I followed the 76-year-old Sato in the suburbs of Massachusetts as he plotted the future of the African coast, argued with his wife, and ate a few bites of the lunch meat she put on his plate. All the while, I waited to find out why he - a frail old man - needed so badly to transform a desert into a tropical paradise. Eventually I learned that Sato (who is Japanese-American) had been interred in a concentration camp in California as a teenager. Sixty years later, he is still trying to erase the memory of another desert long ago, of a boy - himself - digging in the dust. His outrage is so large as to warp the very fabric of reality. Months after I published my story about Sato, I heard he was sailing to Africa on luxury cruise ship with a band of millionaire donors. It was the kind of surreal adventure that seemed ordinary to him.
Some people I profiled in this book are famous. Others live in semi-obscurity, each struggling to built his or her paradise out of nothing but sand. Two of the people who appear here went on to win the MacArthur "genius" award. For me, researching these stories felt like scientific observation, an investigation into the nature of personality and reality. How can one man like Sato violate the laws of common sense and live according to his own lights? And how can he convince so many others to join him? Does it come down to American self-invention, this knack we have for making ourselves up out of nothing? Or does the urge come from some more primeval part of the personality? The method of study was simple: I showed up in the right place, and I stayed as long as I could. If possible, I would follow people for days - observing, snooping, asking questions, rifling through their drawers, searching in the cracks between the upholstery in their cars.
And, too, I intended to illuminate and celebrate genius, which always has one foot in reality and another foot in Wonderland. The subjects of these stories consulted the backwards land of their own imaginations, and then made scientific breakthroughs or started new cultural movements.
Most of the stories I wrote under contract to magazines.
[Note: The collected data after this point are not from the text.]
PR #4049, opened 2015-09-18
changes layout of hydrator header

astewes:
*  Moves navbar links to center
*  Moves return to CDAP link to right

screen shot 2015-09-18 at 3 06 35 pm


elfenheart:
:+1: LGTM

PR #4051, opened 2015-09-18
increases width of metadata name input

astewes:
*  Increases length of metadata name input in edit mode
*  Left aligns metadata name container so fix left padding issue
*  Hides pencil from display in edit mode

meta


elfenheart:
:+1: LGTM

PR #4054, opened 2015-09-18
CDAP-3727 fix bug with order of system artifact loading

albertshau:
The previous implementation tried to enforce ordering by sorting
on the artifacts, with parents ordered larger than children. The
problem was the comparison make sense when 2 artifacts were being
compared, but it wasn't a natural ordering. That is, there could
be a scenario where A < B, B < C, but A > C.

Instead, since we enforce only 1 level of dependencies, just
adding all parents first, then adding the children.

### DIFF
--- a/cdap-app-fabric/src/test/java/co/cask/cdap/internal/app/runtime/artifact/ArtifactRepositoryTest.java
+++ b/cdap-app-fabric/src/test/java/co/cask/cdap/internal/app/runtime/artifact/ArtifactRepositoryTest.java
@@ -141,10 +141,10 @@ public class ArtifactRepositoryTest {
       createManifest(ManifestFields.EXPORT_PACKAGE, PluginTestRunnable.class.getPackage().getName()));
 
     // write plugins jar
-    Id.Artifact pluginArtifactId = Id.Artifact.from(Id.Namespace.SYSTEM, "myPlugin", "1.0.0");
+    Id.Artifact pluginArtifactId = Id.Artifact.from(Id.Namespace.SYSTEM, "APlugin", "1.0.0");
 
     Manifest manifest = createManifest(ManifestFields.EXPORT_PACKAGE, TestPlugin.class.getPackage().getName());
-    createPluginJar(TestPlugin.class, new File(systemArtifactsDir, "myPlugin-1.0.0.jar"), manifest);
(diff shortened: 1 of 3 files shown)


cdap-common/src/main/resources/cdap-default.xml
```diff
@@ -187,7 +187,8 @@
 
   <property>
     <name>app.artifact.dir</name>
-    <value>/opt/cdap/master/artifacts</value>
+    <!--value>/opt/cdap/master/artifacts</value-->
```
gokulavasan: Is this change intentional? If yes, should we retain the comment?

albertshau: ugh no it's not, changing it back

albertshau:
http://builds.cask.co/browse/CDAP-RBT472

cdap-app-fabric/src/test/java/co/cask/cdap/internal/app/runtime/artifact/ArtifactRepositoryTest.java
```diff
@@ -141,10 +141,10 @@ public void testAddSystemArtifacts() throws Exception {
       createManifest(ManifestFields.EXPORT_PACKAGE, PluginTestRunnable.class.getPackage().getName()));
 
     // write plugins jar
-    Id.Artifact pluginArtifactId = Id.Artifact.from(Id.Namespace.SYSTEM, "myPlugin", "1.0.0");
+    Id.Artifact pluginArtifactId = Id.Artifact.from(Id.Namespace.SYSTEM, "APlugin", "1.0.0");
```
gokulavasan: Do the renaming in this test test the fix? If yes, how?

gokulavasan:
One question. Rest LGTM :+1:

cdap-app-fabric/src/test/java/co/cask/cdap/internal/app/runtime/artifact/ArtifactRepositoryTest.java
albertshau: o this was leftovers from debugging.  I will modify the test to actually test it... need to add another plugin jar to this test case.

PR #4055, opened 2015-09-18
increases size of pipeline icon

astewes:
*  Hydrator icon font size is now slightly larger

screen shot 2015-09-18 at 4 09 04 pm


ajainarayanan:
:+1: LGTM

PR #621, opened 2019-05-02
MAVExplorer.py: use 'sorted()' instead of '.sort()' for Python3 compatibility

Williangalvani:
Without this, I get an error when I type "help" in the console.


peterbarker:
Merged, thanks!

PR #633, opened 2019-06-04
Created module movinghome

AndKe:
This module will update the home position of a vehicle with the position of the GCS.
A NMEA device, connected to the MAVProxy, will provide the position of the GCS, this module will then update the vehicle home position every x seconds if the position is changed by >x meters.

Very useful for operating from a ship.  - in case of connection loss, home is the latest known position of the ship.

### DIFF
--- a/MAVProxy/modules/mavproxy_movinghome.py
+++ b/MAVProxy/modules/mavproxy_movinghome.py
@@ -1,0 +1,177 @@
+#!/usr/bin/env python
+'''
+movinghome module
+André Kjellstrup, Norce
+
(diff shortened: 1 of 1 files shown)


AndKe:
@tridge - please pull?

tridge:
nice idea!
it would be nice to use the mp_util existing functions for GPS distance, but I merged anyway as this is obviously tested

peterbarker:
@AndKe A few tweaks here and we can send `GLOBAL_POSITION_INT` from the GCS.  This will let us use Copter's `FOLLOW` mode to follow the GCS...

PR #636, opened 2019-06-08
Console dynamic field display

Akshath-Singhal:
This feature allows user to add fields for displaying data to the console dynamically using the following command:

console_add UNIQUE_IDENTIFIER DISPLAYNAME%variabletype MESSAGE_TYPE EXPRESSION ROW

eg. console_add WPBEAR TARBEAR%u NAV_CONTROLLER_OUTPUT (msg.target_bearing*10) 4

The above command will display the following

console

### DIFF
--- a/MAVProxy/modules/mavproxy_console.py
+++ b/MAVProxy/modules/mavproxy_console.py
@@ -25,6 +25,8 @@ class ConsoleModule(mp_module.MPModule):
         self.max_link_num = 0
         self.last_sys_status_health = 0
         self.last_sys_status_errors_announce = 0
+        self.user_added = []
+        self.add_command('console_add', self.cmd_add, "console module", ['add'])
         mpstate.console = wxconsole.MessageConsole(title='Console')
 
         # setup some default status information
@@ -76,6 +78,11 @@ class ConsoleModule(mp_module.MPModule):
                                                MPMenuItem('Map', 'Load Map', '# module load map')]))
             self.vehicle_menu = MPMenuSubMenu('Vehicle', items=[])
             self.add_menu(self.vehicle_menu)
+
+    def cmd_add(self, args):
+        new_field = args[:]
+        self.user_added.append(new_field)
+        print self.user_added
 
     def add_menu(self, menu):
         '''add a new menu'''
@@ -517,6 +524,11 @@ class ConsoleModule(mp_module.MPModule):
         elif type == 'PARAM_VALUE':
             rec, tot = self.module('param').param_status()
             self.console.set_status('Params', 'Param %u/%u' % (rec,tot))
+
+        for i in range(0,len(self.user_added)):
+            if type == self.user_added[i][2]:
+                code = "self.console.set_status('"+self.user_added[i][0]+"','" +self.user_added[i][1]+"' %"+self.user_added[i][3]+", row = "+self.user_added[i][4]+")"
+                exec(code)
 
 def init(mpstate):
     '''initialise module'''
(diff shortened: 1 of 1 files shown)


MAVProxy/modules/mavproxy_console.py
```diff
@@ -75,6 +77,16 @@ def __init__(self, mpstate):
             self.vehicle_menu = MPMenuSubMenu('Vehicle', items=[])
             self.add_menu(self.vehicle_menu)
 
+    def cmd_add(self, args):
+        new_field = []
+        new_field.append(args[0])
```
tridge: isn't this the same as
  new_field = args[:]
?

MAVProxy/modules/mavproxy_console.py
```diff
@@ -514,6 +526,11 @@ def mavlink_packet(self, msg):
                 alt_error = "%d%s" % (msg.alt_error, alt_error_sign)
             self.console.set_status('AltError', 'AltError %s' % alt_error)
             self.console.set_status('AspdError', 'AspdError %.1f%s' % (msg.aspd_error*0.01, aspd_error_sign))
+        for i in range(0,len(self.user_added)):
```
tridge: we only want to trigger on msgs that we know are in expressions the user has added, otherwise we waste a lot of cpu

MAVProxy/modules/mavproxy_console.py
```diff
@@ -514,6 +526,11 @@ def mavlink_packet(self, msg):
...
+            if type == self.user_added[i][2]:
+                code = "self.console.set_status('"+self.user_added[i][0]+"','" +self.user_added[i][1]+"' %"+self.user_added[i][3]+", row = "+self.user_added[i][4]+")"
+                exec(code)
```
tridge: why exec? we can just call set_status() directly after evaluating the expression
also needs to catch exceptions for bad expressions

MAVProxy/modules/mavproxy_console.py
Akshath-Singhal: Yes

MAVProxy/modules/mavproxy_console.py
```diff
@@ -75,6 +77,11 @@ def __init__(self, mpstate):
             self.vehicle_menu = MPMenuSubMenu('Vehicle', items=[])
             self.add_menu(self.vehicle_menu)
 
+    def cmd_add(self, args):
+        new_field = args[:]
+        self.user_added.append(new_field)
+        print self.user_added
```
tridge: need to use print() for py3

MAVProxy/modules/mavproxy_console.py
```diff
@@ -75,6 +77,11 @@ def __init__(self, mpstate):
             self.vehicle_menu = MPMenuSubMenu('Vehicle', items=[])
             self.add_menu(self.vehicle_menu)
 
+    def cmd_add(self, args):
+        new_field = args[:]
+        self.user_added.append(new_field)
```
tridge: better to create a new small class that has the broken out fields with names

MAVProxy/modules/mavproxy_console.py
```diff
@@ -515,6 +522,13 @@ def mavlink_packet(self, msg):
             self.console.set_status('AltError', 'AltError %s' % alt_error)
             self.console.set_status('AspdError', 'AspdError %.1f%s' % (msg.aspd_error*0.01, aspd_error_sign))
 
+        if type in [row[2] for row in self.user_added]:   
+            for i in range(0,len(self.user_added)):
+                if type == self.user_added[i][2]:
+                    val = eval(self.user_added[i][3])
```
tridge: need to catch exceptions for eval()

tridge:
I've fixed it up to be more efficient

PR #652, opened 2019-07-31
mavproxy_map: correct use of uninitialised symbol

peterbarker:


peterbarker:
This fixes things for MdB.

Two editors - Hugo Lindgren at The New York Times Magazine, and John Koch The Boston Globe Magazine - became my champions. They suggested story ideas and provided the enthusiasm that fueled my work. Knowing that I could place these stories in magazines kept me going.
However, the title story, The Dangerous Joy of Dr. Sex, was simply too odd to publish in a glossy magazine. I wrote it anyway. When I found out that Alex Comfort, the author of The Joy of Sex, had started his career as a virgin and workaholic, I had to know more about him. I wanted to trace his evolution from somber scientist into a pop-culture guru nicknamed Dr. Sex. How could one man change so utterly?
Comfort died in the year 2000, so I couldn't report on him in the usual way; instead, I had to resort to the methods of a biographer. I interviewed his son at length - and here I should thank Nick Comfort for graciously opening up his life to me. I also tracked down many others who'd known Alex Comfort, and read through dozens of books and clippings. In the end, I became fascinated by Comfort's decline rather than his rise - his final ten years trapped in a paralyzed body. That was the kind of plot twist beyond my powers of invention.
As I trailed after my subjects, I was continually amazed by the lines of dialogue that they dropped - their speech so much more poetic than anything I could have made up. And I was awed, too, by the sheer creativity that goes into being human: the anecdotes people think up to explain themselves, their rituals, their plots, their costumes.
In most of the stories collected here, I have tried to open up a doorway between the ordinary and the fantastic. My method was to hang onto the coattails of exceptional people and let them zoom me through magic doorways, into strange new realm: America as it exists all around us. America, the real.